Hâlihazırda Mısır Cumhurbaşkanı Sisi ile Tunus Cumhurbaşkanı Sibsi arasındaki ortak payda derin başarısızlıklarıdır. Her iki ülkede de harekât dairesinin ve yerel piyonlarının stratejisi, halk devrimleriyle gelen yeni yönetimlerin iş yapmasını engelleyip onları başarısızlığa mahkum etmeye, ardından da bu başarısızlıklarını kullanarak mümkünse seçimler yoluyla, mümkün değilse askeri darbelerle iktidara geri dönmeye odaklıydı. Mesele şu ki kendinden evvelkilerin başarısızlığını bahane ederek “vatanı acilen kurtarma” bahanesiyle başa geçen Sisi ve Sibsi, çok çok daha büyük başarısızlıklara imza attı. Karşı-darbecilerin iktidarıyla bu iki ülkede ne ekonomide bir hareketlenme yaşandı ne de terör olayları ortadan kalktı; halkın şahit olduğu tek şey, isyan ettiği dışa bağımlılığın, yolsuzlukların, artan fakirliğin, şiddetin ve istikrarsızlığın geri dönmesi oldu.

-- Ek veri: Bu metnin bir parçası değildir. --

PR #848, opened 2021-02-11
[WIP] overlay: generate and propagate udev rules for s390x znet devices

nikita-dubrovskii:
Fix for: https://bugzilla.redhat.com/show_bug.cgi?id=1818033

When varying off and on the chpid to simulate an outage, the network does not come up automatically afterwards.
The guest has to be restarted. Adding missing udev rules so device could be added back withot system restart.

### DIFF
--- a/overlay.d/05core/usr/lib/dracut/modules.d/99ibm-znet-rules/ibm-znet-rules.sh
+++ b/overlay.d/05core/usr/lib/dracut/modules.d/99ibm-znet-rules/ibm-znet-rules.sh
@@ -1,0 +1,14 @@
+#!/bin/bash
+set -euo pipefail
+
+# Fix for https://bugzilla.redhat.com/show_bug.cgi?id=1818033
+
+znet=$(lszdev qeth -c ID --no-headings | awk -F ":" '{print $1}')
+for dev in ${znet}; do
+    # chzdev creates udev rules to store the persistent configuration of devices in this directory. File names start with "41-".
+    rule="/sysroot/etc/udev/rules.d/41-qeth-${dev}.rules"
+    if [[ ! -f ${rule} ]]; then
+	echo "${dev}: generating ${rule}"
+	chzdev qeth -e ${dev} --no-root-update --base /etc=/sysroot/etc
+    fi
+done
--- a/overlay.d/05core/usr/lib/dracut/modules.d/99ibm-znet-rules/ibm-znet-rules.service
+++ b/overlay.d/05core/usr/lib/dracut/modules.d/99ibm-znet-rules/ibm-znet-rules.service
@@ -1,0 +1,16 @@
+[Unit]
+Description=IBM znet udev-rules generator
+ConditionArchitecture=s390x
+ConditionPathExists=/etc/initrd-release
+DefaultDependencies=false
+Before=ignition-complete.target
+
+After=ostree-prepare-root.service
+Before=ignition-files.service
+
+ConditionKernelCommandLine=rd.znet
+
+[Service]
+Type=oneshot
+ExecStart=/usr/sbin/ibm-znet-rules
+RemainAfterExit=yes
--- a/overlay.d/05core/usr/lib/dracut/modules.d/99ibm-znet-rules/module-setup.sh
+++ b/overlay.d/05core/usr/lib/dracut/modules.d/99ibm-znet-rules/module-setup.sh
@@ -1,0 +1,26 @@
+#!/bin/bash
+# -*- mode: shell-script; indent-tabs-mode: nil; sh-basic-offset: 4; -*-
+# ex: ts=8 sw=4 sts=4 et filetype=sh
+
+depends() {
+       echo systemd
+}
+
+install_and_enable_unit() {
+       local unit="$1"; shift
+       local target="$1"; shift
+       inst_simple "$moddir/$unit" "$systemdsystemunitdir/$unit"
+       # note we `|| exit 1` here so we error out if e.g. the units are missing
+       # see https://github.com/coreos/fedora-coreos-config/issues/799
+       systemctl -q --root="$initdir" add-requires "$target" "$unit" || exit 1
+}
+
+install() {
+    inst_multiple chzdev lszdev awk
+
+    install_and_enable_unit "ibm-znet-rules.service" \
+                            "ignition-complete.target"
+
+    inst_script "$moddir/ibm-znet-rules.sh" \
+                "/usr/sbin/ibm-znet-rules"
+}


overlay.d/05core/usr/lib/dracut/modules.d/99ibm-znet-rules/ibm-znet-rules.sh
```diff
@@ -0,0 +1,19 @@
...
+
+# Fix for https://bugzilla.redhat.com/show_bug.cgi?id=1818033
+
+zdevices=$(lszdev qeth -c ID --no-headings)
+for dev in ${zdevices}; do
+    echo "Generating udev rules for ${dev}"
+    chzdev -e ${dev} --no-root-update
+done
+
+# chzdev creates udev rules to store the persistent configuration of devices in this directory. File names start with "41-".
```
hbrueckner: When the udev files are present on the target system, do not forget to remove the rd.znet kernel parameter .

overlay.d/05core/usr/lib/dracut/modules.d/99ibm-znet-rules/ibm-znet-rules.sh
```diff
@@ -0,0 +1,19 @@
+#!/bin/bash
+set -euo pipefail
+
+# Fix for https://bugzilla.redhat.com/show_bug.cgi?id=1818033
+
+zdevices=$(lszdev qeth -c ID --no-headings)
+for dev in ${zdevices}; do
+    echo "Generating udev rules for ${dev}"
+    chzdev -e ${dev} --no-root-update
```
hbrueckner: @oberpar Do we have a mean to create those udev directory in /sysroot/etc/udev/rules.d/... otherwise it could picked the wrong ones.

nikita-dubrovskii:
After some discussions in slack agreed on keeping this PR opened until we have a full picture of what needs to be done.

overlay.d/05core/usr/lib/dracut/modules.d/99ibm-znet-rules/ibm-znet-rules.sh
oberpar: You can use `chzdev`'s `--base` option to change the base directory for all file operations, or only for specific ones.

Example: This invocation generates udev rules for all existing qeth devices in /sysroot/etc:
`chzdev qeth --existing -ep --base /etc=/sysroot/etc`

jlebon:
Are the udev rules dynamic? If not, it seems like they should be shipped as part of the OSTree (by being part of the appropriate package). If yes, then that package should probably also ship the code needed to dynamically generate them on boot.

nikita-dubrovskii:
> Are the udev rules dynamic? If not, it seems like they should be shipped as part of the OSTree (by being part of the appropriate package). If yes, then that package should probably also ship the code needed to dynamically generate them on boot.

They are dynamic, so for each `rd.znet=xyz12345` we may create udev rule (`41-qeth-xyz12345.rules`) , but than it's better to remove corresponding `rd.znet` karg option, because `rd.znet` and `udev` could be conflicting. Yesterday we discussed that and found 3 possible solutions:

- create `Operator` for handling `attach/detach` of `s390x` devices (long term work)
- update this PR (and make it similar to `ignition-firstboot-complete.service`) so it can generate udev rules and update kernel args (+ ramdisk)
- move this functionality to `ignition`
- patch `coreos-installer` so it generates udev rules and skips all `rd.znet` during installation of `zipl` 

Would appreciate any suggestion from your side about written above.

Anyhow discussions are going on, and this PR is like a temporary workaround and place for further discussion.

overlay.d/05core/usr/lib/dracut/modules.d/99ibm-znet-rules/ibm-znet-rules.sh
hbrueckner: Thanks

lucab:
I'm not familiar with this s390x topic, so I may have misread something, but to my understanding there are two topics here to handle:
 1. udev rules generation in initramfs: this seems to be some custom translation logic for `rd.znet` kargs, which I think should be living [here](https://github.com/dracutdevs/dracut/tree/051/modules.d/95znet) in dracut and generate ephemeral rules under /run
 2. rules propagation from initramfs to rootfs: this one I think should be living here, but it should probably only happen once at first-boot (similar to the NM-config propagation logic we have). It should happen earlier than Ignition `files` stage, so that it is possibly to override this from user config.

>  but than it's better to remove corresponding rd.znet karg option, because rd.znet and udev could be conflicting.

I'd rather not go this route, but instead perform the propagation only on first-boot.
If something else comes up after provisioning and changes the udev rules OR the kargs, it should take care of changing the other half too.

nikita-dubrovskii:
@lucab 
>     1. udev rules generation in initramfs: this seems to be some custom translation logic for `rd.znet` kargs, which I think should be living [here](https://github.com/dracutdevs/dracut/tree/051/modules.d/95znet) in dracut and generate ephemeral rules under /run

As i know, SUSE & Ubuntu use other approaches for `z-devices + udev` , so i'm not sure about adding this fix to `dracut`.
@hbrueckner wdyt?

>     2. rules propagation from initramfs to rootfs: this one I think should be living here, but it should probably only happen once at first-boot (similar to the NM-config propagation logic we have). It should happen earlier than Ignition `files` stage, so that it is possibly to override this from user config.

done

hbrueckner:
> > ```
> > 1. udev rules generation in initramfs: this seems to be some custom translation logic for `rd.znet` kargs, which I think should be living [here](https://github.com/dracutdevs/dracut/tree/051/modules.d/95znet) in dracut and generate ephemeral rules under /run
> > ```
> 
> As i know, SUSE & Ubuntu use other approaches for `z-devices + udev` , so i'm not sure about adding this fix to `dracut`.
> @hbrueckner wdyt?
@lucab @nikita-dubrovskii 

The rd.znet writes the 3 ccw channels to a configuration file to become automatically enabled at boot. Typically, this is specified for the installer/anaconda on fedora/rhel to get the networking up and running and apply those to the final NM configuration to set up the network. The new change is on the re-naming the network interface. rd.znet came originally with dracut while lszdev/chzdev has been added later to improve Z device handling. However, chzdev can be used but the system itself still uses the /etc/ccw.conf and /etc/zfcp.conf for device enablement. NM is able to automatically group the znet CCW channels to create and configure the network device.

@oberpar Does chzdev provides an attribute to change the name of the network interface?

oberpar:
> @oberpar Does chzdev provides an attribute to change the name of the network interface?

No. `chzdev` only modifies Z-specific device attributes, in this case related to a CCWGROUP device for QETH.

julianwiedmann:
From looking at the dracut initramfs and RHCOS-proper infrastructure, I feel we would be better suited (and in harmony with RHEL) by just installing an ifcfg file (or NM keyfile). If I see things correctly then `/usr/lib/dracut/hooks/pre-pivot/85-write-ifcfg.sh` should create a full ifcfg for the rd.znet interface (with all the s390 options), and the combination of `/usr/lib/udev/rules.d/81-ccw.rules` and `/usr/lib/udev/ccw_init` should then be able to consume this when the qeth ccw devices get hotplugged later.

So let me play around with that a bit more, and see what happens if that ifcfg file is in place ...

julianwiedmann:
For the record, if we go with a NM keyfile (instead of ifcfg) then we would also need to pick up the fix for https://bugzilla.redhat.com/show_bug.cgi?id=1885913

hbrueckner:
> For the record, if we go with a NM keyfile (instead of ifcfg) then we would also need to pick up the fix for https://bugzilla.redhat.com/show_bug.cgi?id=1885913

So if anaconda moved to create keyfiles instead of ifcfg-style files, it would be more consistent to follow this path as well.
@sharkcz Probably need a backport of ccw_init from above bugfix for rhel-8 to be picked up?
Further, I wonder whether is an option to move to chzdev. @oberpar / @sharkcz Where do we stand with its integration to replace ccw_init?

julianwiedmann:
> So let me play around with that a bit more, and see what happens if that ifcfg file is in place ...

As expected, adding the ifcfg file is sufficient to get the qeth device fully configured on hotplug (eg. CP DETACH & CP ATTACH).

julianwiedmann:
> > For the record, if we go with a NM keyfile (instead of ifcfg) then we would also need to pick up the fix for https://bugzilla.redhat.com/show_bug.cgi?id=1885913
> 
> So if anaconda moved to create keyfiles instead of ifcfg-style files, it would be more consistent to follow this path as well.
> @sharkcz Probably need a backport of ccw_init from above bugfix for rhel-8 to be picked up?
> Further, I wonder whether is an option to move to chzdev. @oberpar / @sharkcz Where do we stand with its integration to replace ccw_init?

I would suggest to split the RHEL vs chzdev topic into a separate bugzilla... unless we want to block the immediate RHCOS fix on resolving this topic.

julianwiedmann:
Ok, finally chased down what I think is going wrong here.

What we **want** in RHCOS right now is for initrd to build a .nmconnection with the s390-subchannels and s390-options from the rd.znet parameters [1], and copy that over into real-root [2]. Then ccw_init can react to a hotplug of a qeth ccw_device, dig for the NM keyfile with the corresponding s390-subchannels [3], group the subchannels again and set the s390-options.

Unfortunately nm-initrd-generator has stopped to create connections from rd.znet options with [4], so initrd has no .nmconnection to copy over into real-root any longer...

[1] https://gitlab.freedesktop.org/NetworkManager/NetworkManager/-/commit/11d4412ee1554358c629f44eb41b5e8cc3546870
[2] https://github.com/coreos/fedora-coreos-config/commit/ff09e91ca0cebbc3e9907682fd35195b1ccd1545
[3] https://fedorapeople.org/cgit/sharkcz/public_git/utils.git/commit/?id=6f264c2a4279fa9616f2450f09fcc93bd4c2b7c6
[4] https://gitlab.freedesktop.org/NetworkManager/NetworkManager/-/commit/3957d40f54167bcc49dd4147bfa8d6a159304677

sharkcz:
I agree the current situation isn't ideal, but I think there is a philosophical problem how to approach the network interface initialization/configuration on s390x. In the past we had everything in the `ifcfg` files, which is not possible any more when using NetworkManager with the keyfiles as the primary network configuration tool. I am adding CCing Thomas (@thom311), he is our NM guy. But there is an overlap to the initrd environment (dracut), to the regular installer/anaconda, so I think all those people should sit together and come up with a proposal.
I think there are 2 ways - keep configuration in a single place (NM keyfiles?) or split the s390x specific part into one place (zdev) and keep only the network info in the NM keyfile, but still make them work together.

sharkcz:
> Ok, finally chased down what I think is going wrong here.
> 
> What we **want** in RHCOS right now is for initrd to build a .nmconnection with the s390-subchannels and s390-options from the rd.znet parameters [1], and copy that over into real-root [2]. Then ccw_init can react to a hotplug of a qeth ccw_device, dig for the NM keyfile with the corresponding s390-subchannels [3], group the subchannels again and set the s390-options.
> 
> Unfortunately nm-initrd-generator has stopped to create connections from rd.znet options with [4], so initrd has no .nmconnection to copy over into real-root any longer...

IIRC there was a problem when the `ip=` option created one interface in NM with all the network configuration and `rd.znet=` a second one with only the s390 specific details in it. And it didn't work together as it was dependent on the order of the `ip` and `rd.znet` options on the parameter line.

thom311:
I find it very ugly to have udev read's NetworkManager configuration (be it keyfiles or ifcfg files). Which is also what initscripts' `/usr/lib/udev/rename_device` does. I wish, .link files or udev rules would be used instead.

With NetworkManager, there is an expectation that when you modify a connection profile and activate it, that the settings take effect. That is not working with a udev rule, which only runs when the interface gets created.

But I don't have a good answer, especially as this is how this used to work for decade(s). I apologize for my nonconstructive rambling.

I wonder, the udev rule is in particular useful when a user is not using NetworkManager. But when using NetworkManager, why can it not configure that interface? Must this all happen in udev? Why?

CC @bengal

julianwiedmann:
@sharkcz fully agreed. This goes way beyond RHCOS, and making the overall situation worse just to quick-fix znet hotplug on RHCOS is not a good idea. So getting a common understanding how this should all work in a NetworkManager world, and eg. what responsibilites the installer has (be it anaconda or {first-boot,ignition}) sounds like the right way forward.

(cc @dustymabe as well)

hbrueckner:
Hi @thom311,

> With NetworkManager, there is an expectation that when you modify a connection profile and activate it, that the settings take effect. That is not working with a udev rule, which only runs when the interface gets created.

On s390x, there is a common I/O layer that does not exist in that way on x86. Because there could be thousands of devices on s390x, only required devices are made available on Linux instance running on s390x. Those udev rules typically make the network device visible. This is like hotplugging. On x86, you typically have auto-probing of network devices... on s390, you have to specifically configure which you want to use (and to become auto-probed). For this specific device management there the ccw_init or chzdev commands available.

> But I don't have a good answer, especially as this is how this used to work for decade(s). I apologize for my nonconstructive rambling.
> 
> I wonder, the udev rule is in particular useful when a user is not using NetworkManager. But when using NetworkManager, why can it not configure that interface? Must this all happen in udev? Why?

Basically, as @sharkcz mentioned there are two options. From an NM perspective, what is the requirement on the network interface? Should it be present and NM does additional link and ipam? Or (in case of s390) should NM actually "enable" the device (thru the s390 common I/O layer) and then continue with link and ipam?

julianwiedmann:
> I wonder, the udev rule is in particular useful when a user is not using NetworkManager. But when using NetworkManager, why can it not configure that interface? Must this all happen in udev? Why?
> 
In short - the udev rule lets ccw_init **create** and configure the device, which only then provides the network interface. There's no register_netdev() without some preceding sysfs magic. And storing the device config parameters inside the ifcfg / keyfile was ... convenient?

cgwalters:
> As i know, SUSE & Ubuntu use other approaches for z-devices + udev , 

Was this answered?  What do these distributions do?  AFAIK all of them here have different legacy network config formats (all support NM now too).

> Because there could be thousands of devices on s390x, only required devices are made available on Linux instance running on s390x. Those udev rules typically make the network device visible. This is like hotplugging. 

I think this was explained to me in the past but I still find it confusing - it seems like the platform is providing a (subset?) of devices to an instance, then the instance needs to say "please turn on device X, Y, Z" via some out-of-band knowledge of which devices those should be?  But perhaps an analogy is more like an IaaS (e.g. OpenStack) and one could imagine this "turn on the device" request as a bit more like an API request from inside a running VM to provision and attach e.g. a [Cinder block device](https://wiki.openstack.org/wiki/Cinder)?  The instance being able to do this is a bit like providing cloud credentials to the instance, but the provisioning request is decoupled from the boot to allow things to be more runtime elastic?  

> @sharkcz fully agreed. This goes way beyond RHCOS, and making the overall situation worse just to quick-fix znet hotplug on RHCOS is not a good idea. So getting a common understanding how this should all work in a NetworkManager world, and eg. what responsibilites the installer has (be it anaconda or {first-boot,ignition}) sounds like the right way forward.

Yes...as far as I know RHEL9 will still support keyfiles but I hope we can try to do a cutover (like RHCOS has) to "NM first and keyfile legacy" at least, so plumbing through support here to natively support NM would be great.

nikita-dubrovskii:
Closing this as non relevant anymore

Harekât dairesinin sırf gelecek devrimlere hazırlık için devasa paralar harcadığının ve ahmakça siyasetiyle, bir gün göğün başlarına yıkılabileceğinin farkında bile olmayan güçlerle anlaşıp onlara vaatlerde bulunduğunun açığa çıkması ne büyük bir maskaralık. Harekât dairesi, Türkiye’yi kolayca yutabilecek bir güce sahip olduğuna inanıyordu; ama dişleri paramparça döküldü. Türkiye’deki darbenin Mısır’daki darbeyle başlayan zaferleri taçlandıracağı vehmine kapıldı; ama gidişat tersine dönerek, Türkiye’deki darbenin sadece birkaç saat içinde başarısızlığa uğramasıyla birlikte hezimetin önü açıldı. Gün gelecek bu gidişat tamamen bir hezimetle son bulacak ve Mısır’daki darbe seneler sürse de önünde sonunda başarısızlığa uğrayacak. 
Her halükarda tüm ülkelerdeki karşı-devrimci güçler için geri sayım başladı. Zira karşı-darbeciler düzenledikleri askeri darbeler, terör saldırıları ve sahte seçimler üzerinden heybelerinde her ne varsa ortaya döktüler. Arap halklarına gelince, özellikle Türk halkının verdiği manevi moral motivasyondan sonra, onların heybesinde hala daha harekât dairesinin ve yerli piyonlarının gücünün yeteceğinden çok daha fazlası var. Şüphesiz her gecenin bir sabahı vardır.